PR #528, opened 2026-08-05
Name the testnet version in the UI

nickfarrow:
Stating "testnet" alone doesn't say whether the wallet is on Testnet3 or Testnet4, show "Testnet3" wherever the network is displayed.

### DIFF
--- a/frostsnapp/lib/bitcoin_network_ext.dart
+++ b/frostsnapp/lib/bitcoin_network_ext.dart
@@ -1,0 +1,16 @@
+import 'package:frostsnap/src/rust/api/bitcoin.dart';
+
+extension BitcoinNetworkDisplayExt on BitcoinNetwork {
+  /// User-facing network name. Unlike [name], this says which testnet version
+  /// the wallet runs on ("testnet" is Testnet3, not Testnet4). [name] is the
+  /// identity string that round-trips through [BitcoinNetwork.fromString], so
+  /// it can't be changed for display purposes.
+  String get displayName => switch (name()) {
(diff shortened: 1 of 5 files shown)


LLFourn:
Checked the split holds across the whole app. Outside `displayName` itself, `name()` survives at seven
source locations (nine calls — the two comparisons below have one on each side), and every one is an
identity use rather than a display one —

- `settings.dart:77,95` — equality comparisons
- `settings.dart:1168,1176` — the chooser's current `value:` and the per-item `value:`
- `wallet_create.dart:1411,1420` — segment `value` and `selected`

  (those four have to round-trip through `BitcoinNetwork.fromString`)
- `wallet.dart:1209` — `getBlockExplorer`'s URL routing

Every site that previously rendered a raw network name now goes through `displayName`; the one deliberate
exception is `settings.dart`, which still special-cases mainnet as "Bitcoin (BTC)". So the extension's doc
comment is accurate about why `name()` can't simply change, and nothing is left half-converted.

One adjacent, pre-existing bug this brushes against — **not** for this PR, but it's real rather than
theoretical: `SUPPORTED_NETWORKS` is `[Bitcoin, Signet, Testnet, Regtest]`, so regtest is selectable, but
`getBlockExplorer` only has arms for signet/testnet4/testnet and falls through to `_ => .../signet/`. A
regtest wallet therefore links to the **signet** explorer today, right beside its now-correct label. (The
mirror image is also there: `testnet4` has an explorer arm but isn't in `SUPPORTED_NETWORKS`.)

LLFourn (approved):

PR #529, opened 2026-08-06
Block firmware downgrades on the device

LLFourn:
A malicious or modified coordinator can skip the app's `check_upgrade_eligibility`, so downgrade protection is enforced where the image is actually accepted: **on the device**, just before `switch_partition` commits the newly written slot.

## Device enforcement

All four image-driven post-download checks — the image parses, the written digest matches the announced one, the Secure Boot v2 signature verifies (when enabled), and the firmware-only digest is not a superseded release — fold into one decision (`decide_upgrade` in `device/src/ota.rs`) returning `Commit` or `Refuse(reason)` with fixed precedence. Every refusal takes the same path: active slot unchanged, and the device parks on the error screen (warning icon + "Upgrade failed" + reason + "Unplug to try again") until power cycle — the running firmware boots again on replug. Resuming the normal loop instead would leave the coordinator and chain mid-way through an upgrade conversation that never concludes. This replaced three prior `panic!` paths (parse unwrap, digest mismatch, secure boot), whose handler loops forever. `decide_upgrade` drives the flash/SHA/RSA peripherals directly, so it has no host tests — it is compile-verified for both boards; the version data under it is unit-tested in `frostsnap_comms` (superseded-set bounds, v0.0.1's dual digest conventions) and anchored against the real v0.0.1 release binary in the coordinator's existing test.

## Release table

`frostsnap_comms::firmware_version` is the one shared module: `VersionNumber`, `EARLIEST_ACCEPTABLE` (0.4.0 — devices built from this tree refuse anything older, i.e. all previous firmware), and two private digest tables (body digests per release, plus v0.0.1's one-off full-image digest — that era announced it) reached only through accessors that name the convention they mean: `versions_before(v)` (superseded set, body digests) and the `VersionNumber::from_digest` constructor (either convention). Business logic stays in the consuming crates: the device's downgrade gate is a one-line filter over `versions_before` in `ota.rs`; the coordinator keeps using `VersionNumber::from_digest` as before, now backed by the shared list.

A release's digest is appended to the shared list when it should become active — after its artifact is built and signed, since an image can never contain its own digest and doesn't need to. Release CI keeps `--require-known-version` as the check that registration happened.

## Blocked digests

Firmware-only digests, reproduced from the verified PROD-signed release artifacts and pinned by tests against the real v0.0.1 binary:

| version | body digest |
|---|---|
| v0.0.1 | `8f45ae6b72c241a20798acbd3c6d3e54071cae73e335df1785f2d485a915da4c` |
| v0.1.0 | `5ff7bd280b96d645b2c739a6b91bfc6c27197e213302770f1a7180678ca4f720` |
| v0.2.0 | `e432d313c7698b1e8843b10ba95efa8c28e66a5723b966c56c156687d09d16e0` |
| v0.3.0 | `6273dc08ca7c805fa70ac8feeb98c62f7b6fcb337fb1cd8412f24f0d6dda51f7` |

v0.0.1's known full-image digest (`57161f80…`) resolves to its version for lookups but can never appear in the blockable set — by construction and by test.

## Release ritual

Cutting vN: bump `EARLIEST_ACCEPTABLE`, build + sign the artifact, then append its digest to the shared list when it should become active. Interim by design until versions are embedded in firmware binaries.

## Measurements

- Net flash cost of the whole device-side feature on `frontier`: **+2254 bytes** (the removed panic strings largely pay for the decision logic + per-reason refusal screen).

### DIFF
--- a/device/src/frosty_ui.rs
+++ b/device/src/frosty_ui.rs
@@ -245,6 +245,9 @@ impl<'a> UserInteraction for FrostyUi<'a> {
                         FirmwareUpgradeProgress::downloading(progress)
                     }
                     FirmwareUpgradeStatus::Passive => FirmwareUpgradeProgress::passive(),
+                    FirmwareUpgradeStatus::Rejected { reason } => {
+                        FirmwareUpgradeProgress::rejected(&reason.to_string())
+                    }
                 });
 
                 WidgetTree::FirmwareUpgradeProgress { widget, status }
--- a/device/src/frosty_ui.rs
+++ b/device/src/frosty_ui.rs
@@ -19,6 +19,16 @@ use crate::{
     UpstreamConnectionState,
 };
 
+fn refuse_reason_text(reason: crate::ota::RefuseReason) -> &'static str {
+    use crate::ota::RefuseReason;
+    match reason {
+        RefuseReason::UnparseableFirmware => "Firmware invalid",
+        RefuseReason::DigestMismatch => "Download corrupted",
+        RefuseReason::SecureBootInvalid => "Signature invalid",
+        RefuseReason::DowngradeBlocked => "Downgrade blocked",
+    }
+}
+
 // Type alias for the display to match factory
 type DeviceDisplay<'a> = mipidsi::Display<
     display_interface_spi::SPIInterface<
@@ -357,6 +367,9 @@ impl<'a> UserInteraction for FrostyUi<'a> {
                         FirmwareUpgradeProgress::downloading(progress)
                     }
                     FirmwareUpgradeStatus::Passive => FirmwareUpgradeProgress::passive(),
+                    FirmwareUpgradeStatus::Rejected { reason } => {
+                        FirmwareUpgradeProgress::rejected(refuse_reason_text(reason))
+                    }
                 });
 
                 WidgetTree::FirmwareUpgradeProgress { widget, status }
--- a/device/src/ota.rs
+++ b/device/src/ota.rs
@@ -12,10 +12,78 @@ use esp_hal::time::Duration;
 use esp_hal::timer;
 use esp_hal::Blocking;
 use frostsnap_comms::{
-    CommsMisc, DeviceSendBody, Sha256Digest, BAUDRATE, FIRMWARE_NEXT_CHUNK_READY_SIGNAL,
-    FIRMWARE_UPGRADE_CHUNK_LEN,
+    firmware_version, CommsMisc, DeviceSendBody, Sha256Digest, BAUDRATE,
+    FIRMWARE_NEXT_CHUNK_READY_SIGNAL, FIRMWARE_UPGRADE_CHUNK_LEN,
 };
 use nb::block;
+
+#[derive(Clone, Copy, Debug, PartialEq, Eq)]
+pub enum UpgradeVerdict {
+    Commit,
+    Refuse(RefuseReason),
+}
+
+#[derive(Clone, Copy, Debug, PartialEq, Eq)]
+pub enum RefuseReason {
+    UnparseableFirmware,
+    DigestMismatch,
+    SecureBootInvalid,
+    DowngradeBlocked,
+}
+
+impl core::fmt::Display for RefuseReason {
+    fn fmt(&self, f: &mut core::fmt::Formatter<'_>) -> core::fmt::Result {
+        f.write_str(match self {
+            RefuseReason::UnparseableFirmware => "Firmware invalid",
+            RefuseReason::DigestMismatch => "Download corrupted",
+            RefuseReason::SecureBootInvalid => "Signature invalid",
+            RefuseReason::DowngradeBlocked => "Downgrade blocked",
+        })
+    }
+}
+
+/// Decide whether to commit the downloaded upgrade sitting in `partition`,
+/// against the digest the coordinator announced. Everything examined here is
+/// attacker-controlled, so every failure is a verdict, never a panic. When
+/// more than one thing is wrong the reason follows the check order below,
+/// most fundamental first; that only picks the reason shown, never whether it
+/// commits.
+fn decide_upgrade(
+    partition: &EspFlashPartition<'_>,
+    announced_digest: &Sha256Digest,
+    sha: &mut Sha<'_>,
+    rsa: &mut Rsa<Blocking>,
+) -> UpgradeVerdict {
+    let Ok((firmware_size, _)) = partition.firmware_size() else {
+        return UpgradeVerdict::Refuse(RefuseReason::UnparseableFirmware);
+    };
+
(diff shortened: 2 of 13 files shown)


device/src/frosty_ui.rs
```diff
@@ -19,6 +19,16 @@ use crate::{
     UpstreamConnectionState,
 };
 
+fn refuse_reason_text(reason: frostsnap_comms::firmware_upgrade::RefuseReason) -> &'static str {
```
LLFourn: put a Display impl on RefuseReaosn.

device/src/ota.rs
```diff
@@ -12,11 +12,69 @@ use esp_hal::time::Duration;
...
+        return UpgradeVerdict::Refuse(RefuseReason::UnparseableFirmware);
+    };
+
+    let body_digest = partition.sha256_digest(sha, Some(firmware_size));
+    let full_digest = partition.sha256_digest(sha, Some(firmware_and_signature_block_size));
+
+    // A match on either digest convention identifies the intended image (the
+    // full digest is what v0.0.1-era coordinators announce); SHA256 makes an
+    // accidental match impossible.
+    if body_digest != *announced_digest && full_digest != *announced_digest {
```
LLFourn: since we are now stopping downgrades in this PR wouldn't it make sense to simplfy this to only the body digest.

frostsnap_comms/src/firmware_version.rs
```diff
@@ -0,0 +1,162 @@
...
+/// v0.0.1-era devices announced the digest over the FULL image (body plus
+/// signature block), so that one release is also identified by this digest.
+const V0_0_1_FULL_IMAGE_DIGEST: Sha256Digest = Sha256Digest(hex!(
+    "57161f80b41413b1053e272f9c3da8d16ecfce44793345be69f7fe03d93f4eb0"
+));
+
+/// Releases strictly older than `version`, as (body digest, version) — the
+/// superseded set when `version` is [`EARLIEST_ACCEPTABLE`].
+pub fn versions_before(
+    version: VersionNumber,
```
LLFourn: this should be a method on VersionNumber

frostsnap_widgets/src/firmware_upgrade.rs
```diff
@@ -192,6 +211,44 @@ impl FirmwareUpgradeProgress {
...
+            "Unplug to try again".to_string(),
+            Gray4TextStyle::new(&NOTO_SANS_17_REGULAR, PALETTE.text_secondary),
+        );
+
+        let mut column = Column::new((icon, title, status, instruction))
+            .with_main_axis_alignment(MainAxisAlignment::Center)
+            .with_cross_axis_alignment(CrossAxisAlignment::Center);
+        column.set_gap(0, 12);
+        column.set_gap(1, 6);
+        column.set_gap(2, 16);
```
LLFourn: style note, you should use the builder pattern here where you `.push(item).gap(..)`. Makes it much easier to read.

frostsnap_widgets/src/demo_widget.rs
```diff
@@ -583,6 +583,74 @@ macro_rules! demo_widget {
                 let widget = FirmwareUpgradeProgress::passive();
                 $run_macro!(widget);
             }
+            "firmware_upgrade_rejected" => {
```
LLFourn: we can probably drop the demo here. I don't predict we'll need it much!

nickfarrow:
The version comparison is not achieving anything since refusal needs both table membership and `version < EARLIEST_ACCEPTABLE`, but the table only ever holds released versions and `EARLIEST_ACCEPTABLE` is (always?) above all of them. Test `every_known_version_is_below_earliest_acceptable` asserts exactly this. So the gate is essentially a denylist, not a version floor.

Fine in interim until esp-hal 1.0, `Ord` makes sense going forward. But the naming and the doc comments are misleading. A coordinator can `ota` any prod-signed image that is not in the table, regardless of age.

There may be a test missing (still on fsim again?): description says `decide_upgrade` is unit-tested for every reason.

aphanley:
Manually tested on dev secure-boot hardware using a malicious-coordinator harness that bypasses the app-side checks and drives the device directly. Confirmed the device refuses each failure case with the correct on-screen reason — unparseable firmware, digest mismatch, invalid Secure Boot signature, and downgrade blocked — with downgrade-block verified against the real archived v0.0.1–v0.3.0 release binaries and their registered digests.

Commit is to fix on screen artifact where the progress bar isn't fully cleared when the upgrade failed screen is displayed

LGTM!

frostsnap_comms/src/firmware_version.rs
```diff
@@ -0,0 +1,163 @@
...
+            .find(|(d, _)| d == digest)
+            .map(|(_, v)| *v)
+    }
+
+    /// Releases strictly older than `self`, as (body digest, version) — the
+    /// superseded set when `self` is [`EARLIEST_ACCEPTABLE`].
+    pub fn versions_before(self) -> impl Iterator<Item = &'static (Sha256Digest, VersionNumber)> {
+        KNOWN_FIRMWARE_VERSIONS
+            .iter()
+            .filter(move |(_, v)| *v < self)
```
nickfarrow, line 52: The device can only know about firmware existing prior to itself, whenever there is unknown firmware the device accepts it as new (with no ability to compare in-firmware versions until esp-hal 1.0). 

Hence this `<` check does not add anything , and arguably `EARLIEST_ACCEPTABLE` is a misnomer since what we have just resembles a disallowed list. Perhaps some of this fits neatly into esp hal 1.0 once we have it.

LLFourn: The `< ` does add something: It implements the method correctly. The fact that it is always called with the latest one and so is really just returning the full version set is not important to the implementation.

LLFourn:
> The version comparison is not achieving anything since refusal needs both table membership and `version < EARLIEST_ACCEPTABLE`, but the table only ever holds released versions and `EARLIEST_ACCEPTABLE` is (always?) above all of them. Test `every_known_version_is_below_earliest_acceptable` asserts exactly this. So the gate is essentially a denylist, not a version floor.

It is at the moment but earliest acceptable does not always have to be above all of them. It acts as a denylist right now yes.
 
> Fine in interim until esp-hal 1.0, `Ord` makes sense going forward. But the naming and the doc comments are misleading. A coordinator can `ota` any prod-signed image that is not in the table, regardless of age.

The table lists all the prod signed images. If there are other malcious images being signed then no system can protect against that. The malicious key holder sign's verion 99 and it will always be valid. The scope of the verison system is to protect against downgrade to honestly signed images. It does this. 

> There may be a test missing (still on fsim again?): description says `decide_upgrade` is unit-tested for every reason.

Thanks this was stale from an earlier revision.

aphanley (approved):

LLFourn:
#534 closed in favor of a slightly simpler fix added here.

### DESCRIPTION OF THE TASK
Look through the entries above for the word "SecureBootInvalid". Copy every line where it shows up.

### SOLUTION BELOW
+        RefuseReason::SecureBootInvalid => "Signature invalid",
+    SecureBootInvalid,
+            RefuseReason::SecureBootInvalid => "Signature invalid",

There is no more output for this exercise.